* [Exercise materials]
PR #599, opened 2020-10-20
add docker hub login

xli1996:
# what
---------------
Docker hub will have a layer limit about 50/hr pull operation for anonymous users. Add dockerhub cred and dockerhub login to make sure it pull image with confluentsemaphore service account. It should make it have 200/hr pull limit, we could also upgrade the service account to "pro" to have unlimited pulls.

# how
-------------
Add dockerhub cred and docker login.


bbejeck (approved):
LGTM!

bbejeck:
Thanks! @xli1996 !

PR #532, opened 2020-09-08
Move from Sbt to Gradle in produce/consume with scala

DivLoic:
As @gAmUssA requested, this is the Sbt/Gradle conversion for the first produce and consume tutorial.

* [Problem to solve] The full listing above needs to be transcribed exactly.

* [Task result]
PR #599, opened 2020-10-20
add docker hub login

xli1996:
# what
---------------
Docker hub will have a layer limit about 50/hr pull operation for anonymous users. Add dockerhub cred and dockerhub login to make sure it pull image with confluentsemaphore service account. It should make it have 200/hr pull limit, we could also upgrade the service account to "pro" to have unlimited pulls.

# how
-------------
Add dockerhub cred and docker login.


bbejeck (approved):
LGTM!

bbejeck:
Thanks! @xli1996 !

PR #532, opened 2020-09-08
Move from Sbt to Gradle in produce/consume with scala

DivLoic:
As @gAmUssA requested, this is the Sbt/Gradle conversion for the first produce and consume tutorial.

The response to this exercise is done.